→ What you should do
Your answer must be a single number: how many lines in the records include the word "period".

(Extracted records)
>>>

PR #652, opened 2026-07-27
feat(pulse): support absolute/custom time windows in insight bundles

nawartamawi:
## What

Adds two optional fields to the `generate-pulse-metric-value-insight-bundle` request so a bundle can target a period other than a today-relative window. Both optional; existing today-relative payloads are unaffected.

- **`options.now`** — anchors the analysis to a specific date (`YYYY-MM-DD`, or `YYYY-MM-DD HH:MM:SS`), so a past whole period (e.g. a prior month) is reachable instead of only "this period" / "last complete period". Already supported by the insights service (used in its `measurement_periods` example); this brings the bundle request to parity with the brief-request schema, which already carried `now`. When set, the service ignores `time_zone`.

<<<

→ Reply to the exercise
2